SUPPLIED INFORMATION:
*** Block opens ***
PR #993, opened 2016-06-10
[ZEPPELIN-987] Enable user to secure interpreter setting, credentials and configurations info

AhyoungRyu:
### What is this PR for?
For some user cases, people might want to hide **Interpreter Setting**, **Credentials** and **Configurations** information to other users (who are defined in `conf/shiro.ini`). So I added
*** Block closes ***
WHAT IS EXPECTED: A single number is the whole answer: how many lines in the data above hold the string "user".

PROBLEM SOLUTION: 2